Text: Stefan Wieland, Vanessa Lang, Nicola Philipp, Jacqueline de Riese und Annette Scherer
Corona hat die Welt verändert, beruflich wie privat. Ein Aspekt ist die Digitalisierung. Homeoffice, Homeschooling, Videokonferenzen ... die Pandemie hat für einen Digitalisierungsschub gesorgt, auch bei den Zieglerschen. Vieles war schon vorher da, etwa in der Verwaltung, wo die papierlose Rechnungstellung seit Jahren gängige Praxis ist. Oder beim digitalen Bewerbungsmanagement, wo längst alles online läuft, ohne dicke Briefe und Mappen. Aber wie sieht es in den Schulen, Kliniken und Altenheimen aus? Was tut sich hier und was hat sich durch Corona beschleunigt? Eine digitale Spurensuche.
Gleich ist es 15 Uhr. Margret Torbeck kann es kaum erwarten. Die 88-Jährige lebt im Seniorenzentrum »Im Brühl« in Aldingen und wartet gespannt darauf, dass sich ihre Nichte per Video meldet – wie jeden zweiten Mittwoch im Monat. Während Margret Torbeck schon ihren Nachmittagskuchen genossen hat, dampft bei Alice Runa gerade einmal der Frühstückskaffee.
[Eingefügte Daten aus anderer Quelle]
PR #714, opened 2023-08-17
test(entities-upstreams-targets): fix flaky tests and test results upload workflow

nekolab:
The `cy.wait()` will wait intercepted network events for 5 seconds by default. But in the CI environment, the
`['@getUpstream', '@fetchServices', '@fetchCertificates']` combination will took more than 4 seconds so the test will be flaky if it occasionally execeeds the 5 seconds limitation.

The slow part seems caused by the Cypress's vm hooks. It does not affect the component in development/production mode. So it's safe to loose the timeout to 10 seconds

This commit also fix the test results upload failure. The artifact name could not contains some special characters like `/`, which will occur in `matrix.container`. A new step is added to normalize the artifact name to make sure it can be uploaded successfully. (Verified [here](https://github.com/Kong/public-ui-components/actions/runs/5893716306))

# Summary

## PR Checklist

### DIFF
--- a/.github/workflows/ci.yaml
+++ b/.github/workflows/ci.yaml
@@ -312,12 +312,21 @@ jobs:
           install: false
           command: pnpm run test:component:ci --spec ${{ matrix.container }}
 
+      - name: Normalize test results artifact name
+        continue-on-error: true
+        if: failure()
+        id: normalize-name
+        shell: bash
+        run: |
+          packageName=$(echo ${{ matrix.container }} | sed 's/\//-/g')
+          echo "artifactName=component-test-failures-${packageName}" >> $GITHUB_OUTPUT
+
       - name: Upload Component Test Results
         uses: actions/upload-artifact@v3
         continue-on-error: true
         if: failure()
         with:
-          name: component-test-failures-${{ matrix.container }}
+          name: ${{ steps.normalize-name.outputs.artifactName }}
           path: |
             cypress/videos/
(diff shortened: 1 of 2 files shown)


.github/workflows/ci.yaml
```diff
@@ -312,12 +312,21 @@ jobs:
...
+          packageName=$(echo ${{ matrix.container }} | sed 's/\//-/g')
+          echo "artifactName=component-test-failures-${packageName}" >> $GITHUB_OUTPUT
+
       - name: Upload Component Test Results
         uses: actions/upload-artifact@v3
         continue-on-error: true
         if: failure()
         with:
-          name: component-test-failures-${{ matrix.container }}
+          name: ${{ steps.normalize-name.outputs.artifactName }}
```
adamdehaven, line 329: @nekolab can you create a copy of the artifact name changes from here and PR also into `shared-ui-components`?

adamdehaven (approved):
LGTM; please see my CI comment

.github/workflows/ci.yaml
nekolab: Yes! I will create a PR tomorrow

nekolab: I've checked the `shared-ui-components`. It already has a similar mechanism `component-test-failures-${{ steps.prep.outputs.pkgResName }}` in the CI workflow

PR #729, opened 2023-08-22
chore(tsconfig): apply `@vue/tsconfig`

nekolab:
Use an exported `const enum` in vite is forbidden due to the [compiler limitation](https://vitejs.dev/guide/features.html#isolatedmodules). To fix this, some `const enum` exports need to be reshape to `enum`.

Besides the `const enum`, we also need to use the Type-Only Imports and Export syntax to avoid potential problems like type-only imports being incorrectly bundled. See https://vitejs.dev/guide/features.html#transpile-only

These restrictions are all included in `@vue/tsconfig`, so we applied it to the root `tsconfig.json` to prevent further issues.

# Summary

## PR Checklist


adamdehaven (changes requested):
Blocking merge until I have time to dig into what is being proposed in this PR

tsconfig.json
```diff
@@ -29,12 +25,5 @@
...
     "node_modules",
     "packages/*/dist"
-  ],
-  "ts-node": {
-    // these options are overrides used only by ts-node
-    // same as the --compilerOptions flag and the TS_NODE_COMPILER_OPTIONS environment variable
-    "compilerOptions": {
-      "module": "commonjs"
-    }
-  }
```
adamdehaven, line 39: question: why is this being removed? This was specifically for the CLI

.eslintrc.cjs
```diff
@@ -45,6 +45,7 @@ module.exports = {
     }],
     '@typescript-eslint/no-explicit-any': 'off',
     '@typescript-eslint/indent': ['error', 2],
+    '@typescript-eslint/consistent-type-imports': 'error',
```
adamdehaven, line 48: Can you please add the `fixStyle: 'separate-type-imports'` to the rule?

adamdehaven (changes requested):

tsconfig.json
adamdehaven: As long as the CLI `create-package` still works, this should be fine

tsconfig.json
```diff
@@ -1,15 +1,11 @@
 {
+  "extends": "@vue/tsconfig/tsconfig",
```
adamdehaven, line 2: Fully resolve the import as in the docs
```suggestion
  "extends": "@vue/tsconfig/tsconfig.json",
```

tsconfig.json
nekolab: Oh, I thought it was used for cypress. But since `create-package` seems ok I suggest remove this block to keep tsconfig simple

adamdehaven: Sounds good

adamdehaven (approved):
lgtm

sumimakito (approved):
LGTM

Bei ihr ist es erst 7 Uhr am Morgen, denn sie lebt in Aurora nahe Denver, Colorado. Stolze 8.200 Kilometer trennen die beiden, häufige Besuche sind deswegen nicht möglich. Und doch fühlen sie sich während ihrer Gespräche ganz nahe. Die digitale Technik macht’s möglich.
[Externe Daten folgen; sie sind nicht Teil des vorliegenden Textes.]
PR #736, opened 2023-08-23
fix(swagger-ui-web-component): open section if collapsed for side nav (TDX-3313)

davidma415:
# Summary
The bug was because the div is not visible if the parent container is not open. This bug fix opens the parent container, which then allows us to select the operation that we want to find, and then scrolls to it.

## PR Checklist

### DIFF
--- a/packages/portal/swagger-ui-web-component/src/element.js
+++ b/packages/portal/swagger-ui-web-component/src/element.js
@@ -223,17 +223,17 @@ export class SwaggerUIElement extends HTMLElement {
     }
 
     const operationElementId = operationToSwaggerThingId(operation)
-    let element = this.shadowRoot.getElementById(operationElementId)
-    if (!element) {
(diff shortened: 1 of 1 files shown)


packages/portal/swagger-ui-web-component/src/element.js
```diff
@@ -223,9 +223,22 @@ export class SwaggerUIElement extends HTMLElement {
     }
 
     const operationElementId = operationToSwaggerThingId(operation)
-    const element = this.shadowRoot.getElementById(operationElementId)
+    let element = this.shadowRoot.getElementById(operationElementId)
```
adamdehaven, line 226: suggestion: if it doesn’t have a huge blast radius, could you rename the `element` var to something that isn’t a primitive? Not a huge deal

adamdehaven (dismissed):

adamdehaven (approved):

PR #782, opened 2023-09-13
feat(about-section): new component [khcp-8589]

kaiarrowood:
# Summary

New `AppAboutSection` component for [KHCP-8589](https://konghq.atlassian.net/browse/KHCP-8589).
Also minor fixes for `TopNTable`:
- Fix `KCard` styles
- Add `isLoading` prop

Figma: https://www.figma.com/file/8UBIeLOY3YX3oF0RtDdwau/About-Section?type=design&node-id=55%3A9902&mode=dev

image

## PR Checklist

[KHCP-8589]: https://konghq.atlassian.net/browse/KHCP-8589?atlOrigin=eyJpIjoiNWRkNTljNzYxNjVmNDY3MDlhMDU5Y2ZhYzA5YTRkZjUiLCJwIjoiZ2l0aHViLWNvbS1KU1cifQ


packages/core/app-layout/src/components/aboutSection/AppAboutSection.vue
```diff
@@ -0,0 +1,186 @@
...
+    default: '',
+  },
+  modified: {
+    type: String,
+    default: '',
+  },
+  modifiedLabel: {
+    type: String,
+    default: '',
+  },
```
adamdehaven, line 100: question: why would the `createdLabel` or `modifiedLabel` ever be different text?

packages/core/app-layout/src/components/aboutSection/AppAboutSection.vue
```diff
@@ -0,0 +1,186 @@
...
+<style lang="scss">
+.kong-ui-app-about-section.kong-card.border {
+  border-radius: $kui-border-radius-20;
+  padding: $kui-space-70;
+
+  .k-card-header {
+    align-items: baseline;
+    margin-bottom: $kui-space-0 !important;
+  }
+}
```
adamdehaven, line 185: question: why are we overriding KCard here? If it's just to match the Figma, can we please remove this override and when the Kongponent is reskinned, it will automatically inherit the correct styles.

adamdehaven (commented):
The responsiveness overall looks great, but one issue with the created/modified timestamps

image

Can we drop these to a new line, under the title, on smaller screens?

adamdehaven:
image


I’m worried a bit about the amount of content being displayed at the bottom of the component. Is this accounted for in the responsive style rules?

Obviously mobile is going to be a stretch, but even smaller laptop screens are going to have to wrap/stack some of this content.

Could you update the sandbox to see what this looks like and then we can inspect on smaller screens?

packages/core/app-layout/src/components/aboutSection/AppAboutSection.vue
adamdehaven: If that's the case, should the prop names for `created/modified` be more generic?

e.g. `createdLabel: 'Joined'` seems a bit confusing

packages/core/app-layout/src/components/aboutSection/AppAboutSection.vue
adamdehaven: just add a comment to remove overrides once the reskin happens?

packages/core/app-layout/src/components/aboutSection/AppAboutSection.vue
```diff
@@ -0,0 +1,186 @@
+<template>
+  <KCard class="kong-ui-app-about-section">
+    <template
+      v-if="title"
+      #title
+    >
+      <div class="about-section-title">
+        {{ title }}
+      </div>
```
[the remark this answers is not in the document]
kaiarrowood: We are inside `KCard`'s `title` slot, this `div` (which I changed to a `span`) gets created in an `<h4>`

image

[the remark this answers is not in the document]
adamdehaven: `span` 👍🏼

packages/core/app-layout/src/components/aboutSection/AppAboutSection.vue
kaiarrowood: Do you have a suggestion, it maps to `created_at`/`updated_at` fields most of the time.

packages/analytics/analytics-chart/src/components/TopNTable.vue
```diff
@@ -233,18 +243,22 @@ const getValue = (record: AnalyticsExploreRecord): string => {
     }
 
     .column-1 {
-      padding: 0 $kui-space-80 $kui-space-60 0;
+      padding: 0 $kui-space-80 $kui-space-50 0;
```
adamdehaven, line 246: nit: can you use `$kui-space-0` for the `0` values? Whole PR

packages/core/app-layout/src/components/aboutSection/AppAboutSection.vue
```diff
@@ -0,0 +1,241 @@
...
+    default: 'Modified',
+  },
+  isLoading: {
+    type: Boolean,
+    default: false,
+  },
+})
+
+const displayModified = computed(() => {
+  return !!props.modified && props.modified !== props.created
```
adamdehaven, line 135: suggestion: if you add a check here that `props.created` exists, you can also change the `v-if="created && displayModified"` to just `v-if="displayModified"` in the template above

packages/core/app-layout/src/components/aboutSection/AppAboutSection.vue
```diff
@@ -0,0 +1,241 @@
...
+  .about-section-header-end {
+    display: flex;
+
+    .about-section-timestamps {
+      align-self: center;
+      color: $kui-color-text-neutral;
+      font-size: $kui-font-size-20;
+      line-height: $kui-line-height-20;
+
+      @media (max-width: $kui-breakpoint-phablet) {
```
adamdehaven, line 158: question: why are we using max-width instead of min-width? (mobile first 😄 )

If you need `max-width` you need to subtract a pixel
```suggestion
      @media (max-width: ($kui-breakpoint-phablet - 1px)) {
```

kaiarrowood: I copy pastad and always forget which direction we're supposed to go. I will fix.

packages/core/app-layout/src/components/aboutSection/AppAboutSection.vue
kaiarrowood: Design team mentioned they may decide to only show `modified` on some pages, so I may need `displayModified` to be `true` when `props.created` doesn't exist.

jillztom (approved):

PR #789, opened 2023-09-14
fix(analytics-chart): better legend label truncation [MA-2048]

filipgutica:
https://konghq.atlassian.net/browse/MA-2048

# Summary

Only truncate the label when the legend grows such that it begins to wrap to multiple rows.

calculate the number of row in the grid layout, representing
the legend by comparing the "top" position of each item
incrementing the numberOfRows each time there is a difference.

Use the number of rows to determine if a label should be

Tante und Nichte tauschen sich über Neuigkeiten aus oder Margret Torbeck liest aus ihren eigenen Gedichten vor. »Ich liebe die Gedichte meiner Tante«, schwärmt die Wahlamerikanerin. »Tante Margret ist mir sehr wichtig, sie war immer meine Lieblingstante«, erzählt die 63-Jährige. Dank der regelmäßigen Videogespräche wisse sie, wie es ihr gehe und dass sie in guten Händen sei. Persönlich gesehen haben sich beide zuletzt 2019, als Margret Torbeck in das Seniorenzentrum eingezogen ist. Damals hat Alice Runa beim Umzug geholfen. Und sie hat Karin Korb kennengelernt. Die engagierte Mitarbeiterin im Bereich Soziale Betreuung hilft, wenn die Technik mal streikt. Dafür sind ihr beide dankbar. »Das ist ein sehr gutes Gefühl zu wissen, dass die Lieben in guten Händen sind«, beteuert Alice Runa.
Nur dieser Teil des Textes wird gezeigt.